確かにこの箇所で、“働き手”が直接意味しているのは、主に伝道する人の事だろうと思います。
でも、直接伝道をする事だけが、神様の働き手になる事だとは限りません。
働き手とは、神様のために働く人のことなのです。

神様はある人を、伝道者や宣教師のような、特別な働きに召し、送り出します。
教師だったり、医師だったりという事もあるでしょう。
もっと特別な賜物を与えられて、奇跡的な働きをする人もいるかもしれません。
確かにそういう人たちは、働き手として自覚しやすいし、他の人たちからもわかり安いだろうと思います。
でも、すべての人たちがそうやって、職業として神様の働き手としての働きをするとは限りませんし、奇跡のような特別な業をするとは限りません。

私たちの多くは、普通のサラリーマンとして働いていたり、主婦であったり、学生だったり、工場で働いたり、自分がどこでどう神様の働きをしているかなんて分からない事ばかりではないでしょうか。
そうして毎日同じ事の繰り返しをしていると、自分がどのようにして神様の働き手になれるのか、わからなくなってくるかもしれません。
しかし日常の生活の中でも、私たちが神様の導きに従い、イエス様とともに歩む中に、神様が遣わしている働きがあるのです。
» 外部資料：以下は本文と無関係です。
PR #1053, opened 2019-07-12
Fix ImportResolverDelegate bug

Danieladu:
Fix: https://github.com/microsoft/botbuilder-dotnet/issues/2233

Add source property in  `ImportResolverDelegate(string resourceId)` interface.

C# version: https://github.com/microsoft/botbuilder-dotnet/pull/2232

### DIFF
--- a/libraries/botbuilder-lg/src/ImportResolver.ts
+++ b/libraries/botbuilder-lg/src/ImportResolver.ts
@@ -12,17 +12,16 @@ import * as path from 'path';
 /**
  * Delegate for resolving resource id of imported lg file.
  */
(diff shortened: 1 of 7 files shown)


libraries/botbuilder-lg/src/ImportResolver.ts
```diff
@@ -12,17 +12,16 @@ import * as path from 'path';
 /**
  * Delegate for resolving resource id of imported lg file.
  */
-export declare type ImportResolverDelegate = (resourceId: string) => { content: string; id: string };
+export declare type ImportResolverDelegate = (source: string, resourceId: string) => { content: string; id: string };
```
feich-ms: >source [](start = 46, length = 6)

You used sourceId in C# version

PR #1056, opened 2019-07-12
[DO NOT MERGE] Remove spread operators from cardFactory.ts

corinagum:
Fixes https://github.com/microsoft/BotBuilder-Samples/issues/1618
This bug was verified on Edge ver. 44.18362.1.0

## Description
Edge does not support the spread operator, so I the replaced instances causing error with `Object.assign({}, varname)` in `cardFactory.ts, which is what the error in the above issue specifies.

However, this doesn't remove the spread operator from the entire repo. Is this something that we want removed everywhere? The spread operator is used quite frequently throughout the project. A quick search of `...` in all `.ts` files produces 79 other 

## Specific Changes
  - `cardFactory.ts` no longer uses spread operator in `mediaCard` and `signinCard`
  - This has **not** removed the spread operator from the rest of the project

## Testing

I did not add new tests.

### DIFF
--- a/libraries/botbuilder-core/src/cardFactory.ts
+++ b/libraries/botbuilder-core/src/cardFactory.ts
@@ -245,7 +245,7 @@ export class CardFactory {
             images = text;
             text = undefined;
         }
-        const card: Partial<ThumbnailCard> = { ...other };
+        const card: Partial<ThumbnailCard> = Object.assign({}, other);
         if (title) { card.title = title; }
         if (text) { card.text = text; }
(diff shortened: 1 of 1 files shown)


sgellock:
DO NOT MERGE.  we're discussing the issue and I think we may want to fix in a different manner

compulim:
I am fixing the sample `javascript_es6/01.browser-echo` so Babel will transpile `node_modules/botbuilder-sdk`. Don't need this fix (but we need a few more because of other issues).

PR #1059, opened 2019-07-15
[Expression] Change accessProperty to case insensitive

feich-ms:
Before the change, the accessProperty function is case sensitive. After the change, the accessProperty function is case insensitive, which means getProperty(A, 'name') equals to getProperty(A, 'name'). This change is to alige with the C# version which is a key issue there.

### DIFF
--- a/libraries/botbuilder-expression-parser/tests/expression.test.js
+++ b/libraries/botbuilder-expression-parser/tests/expression.test.js
@@ -386,6 +386,7 @@ const dataSource = [
 
   // Memory access tests
   ["getProperty(bag, concat('na','me'))", "mybag"],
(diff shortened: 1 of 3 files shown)


libraries/botbuilder-expression-parser/tests/expression.test.js
```diff
@@ -386,6 +386,7 @@ const dataSource = [
 
   // Memory access tests
   ["getProperty(bag, concat('na','me'))", "mybag"],
+  ["getProperty(bag, 'Name')", "mybag"],
```
boydc2014: can we have a little bit more test case
like bag.List[bag.Index - 2]

PR #1061, opened 2019-07-15
Merge master into 4.future

Stevenic:
Merged master into 4.future


libraries/botbuilder-core/src/turnContext.ts
```diff
@@ -79,6 +79,72 @@ export class TurnContext {
...
+        var result: Mention[] = [];
+        if (activity.entities !== undefined) {
+            for (var i=0; i<activity.entities.length; i++) {
+                if (activity.entities[i].type.toLowerCase() === 'mention') {
+                    result.push(activity.entities[i] as Mention);
+                }
+            }
+        }
+        return result;
+    }
```
tomlm: these methods aren't in dotnet...?

PR #1064, opened 2019-07-16
Add botbuilder-dialogs-adaptive to script set-dependency-versions.

BruceHaley:
This adds the dependency botbuilder-dialogs-adaptive to the set-dependency-versions script.

Should fix the bad dependency reference that is breaking build BotBuilder-JS-4.future-daily.


BruceHaley:
Build is still broken. Looking...

PR #1078, opened 2019-07-17
Fix oAuthPrompt Catch Block

### LINKED ISSUE #1054: Oauth Prompt: Bug in try...catch block in recognizeToken function
## Versions
v4.5.0

v8.9.4

What os are you using
MSFT Windows

## Describe the bug
App terminates with an "Unexpected token error (this token ' { ')" on line 235 in the oauthPrompt.js during the oauth flow.

## Expected behavior
App to start and stay alive.

[bug]

mdrichardson:
Fixes #1054 

## Description

Per [MDN](https://developer.mozilla.org/en-US/docs/Web/JavaScript/Reference/Statements/try...catch#Syntax), in JavaScript, the `catch` in try/catch blocks *must* have the exception statement (something like `catch (err)`.

## Specific Changes

Changes `catch {...}` to `catch (e) {...}`

## Testing

All existing tests pass. I can add one for this, but that seems a bit overkill.

image


mdrichardson:
@cleemullins 	Per linked issue, looks like lots of OAuthPrompt users are running into this. Can we roll this into the next patch release?

PR #1082, opened 2019-07-18
Fix tests in 4.future

BruceHaley:
This fixes 5 tests in build BotBuilder-JS-4.future-daily.

That leaves another 11 tests still failing.


BruceHaley:
4.future branch abandoned.

PR #1083, opened 2019-07-19
Prevent Common LUIS Endpoint User Error

mdrichardson:
Prevents: 

https://github.com/microsoft/BotBuilder-Samples/issues/1659
https://stackoverflow.com/questions/57105966/botbuilder-nlp-with-dispatch-error-no-such-host-is-known

I know I've seen this in past issues, as well. I also hit this occasionally, myself.

## Description

When constructing `LuisRecognizer`, user needs to supply an Endpoint. It isn't *super* clear whether the format is supposed to be any of the following:

* `https://westus.api.cognitive.microsoft.com/luis/v2.0/apps/...`
* `westus`
* `westus.api.cognitive.microsoft.com`

This problem occurs mostly in the NLP samples because:

1. `.env` calls for `LuisAPIHostName=`
2. And it builds the Recognizer with `endpoint: https://${ process.env.LuisAPIHostName }.api.cognitive.microsoft.com`

**The samples aren't consistent with this, either**

[**C# CoreBot**](https://github.com/microsoft/BotBuilder-Samples/blob/master/samples/csharp_dotnetcore/13.core-bot/FlightBookingRecognizer.cs#L24)

```csharp
$"https://" + configuration["LuisAPIHostName"]);
```

[**C# NLP**](https://github.com/microsoft/BotBuilder-Samples/blob/master/samples/csharp_dotnetcore/14.nlp-with-dispatch/BotServices.cs#L20)

```csharp
$"https://{configuration["LuisAPIHostName"]}.api.cognitive.microsoft.com"),
```

So, the user MUST supply only `westus` and everything else results in an unclear error (depending on what they supply).

## Specific Changes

それは、寂しい思いをしているある人に、声をかける事かもしれません。
助けを必要としている人に、助けの手を差し伸べる事かもしれません。
争っている人たちの間に入って、そこに平和をもたらすことかもしれません。
私たちは日常の中にいるからこそ、日常の中でしか出会えない人と出会い、日常の中でしか起こらない出来事の中で、神様の働きをする事ができるのです。

それが、人々を神様の元へと導きます。
そして必要なら、ある人たちに福音を伝えるように促される事もあるでしょう。
その時には、勇気を出して神様の愛を伝えてみる事です。
その人が信仰を持つかどうかに関わりなく、私たちが神様に従えたなら、その働きは成功です。
大切なのは、私たちが神様の導きに従い、その働きに参加することです。
神様が働きを始めたその働きに参加する時、私たちは神様の働き手となる事ができるのです。

2. 実りは多い
さて、実りが多いのに、働き手が少ないという話しに戻りましょう。

『実りは多いが、働き手が少ない。だから、収穫の主に、収穫のために働き手を送ってくださるように祈りなさい。』

と、イエス様は言いました。
この言葉で引っかかる部分があるとすれば、“実りは多い”という言葉ではないでしょうか?
皆さん、実りは多いのです。
実りが多すぎて、働き手が足りないのです。
だから神様は、私たちが働き手になる事を求めているのです。

皆さんは、実りが多いのだという事を信じる事ができるでしょうか?
こうして日本で暮らしていると、実りが多いというこの言葉が、なかなか実感を持って味わう事ができず、信じる事ができないかもしれません。
確かに、日本はもう何十年もクリスチャン人口が1%を超える事がないと言われます。
教会から一歩出れば、あまりクリスチャンを見かける事もありません。
少しくらいはと思って伝道をしてみても、あまりいい手応えもない。
すでに働き手となっているはずの伝道者や教会が、収穫が多すぎて困っているという話しも聞かない。
実りが多いというのは、アフリカとか南米とか、あるいは中国のような外国であって、日本ではないのではないかと思えたりします。

それでも僕は、この言葉を心から信じています。
日本にも、実りは多いのです。
この日本にもっと働き手がいれば、多くの人たちがクリスチャンになるのだと、僕は本気で信じています。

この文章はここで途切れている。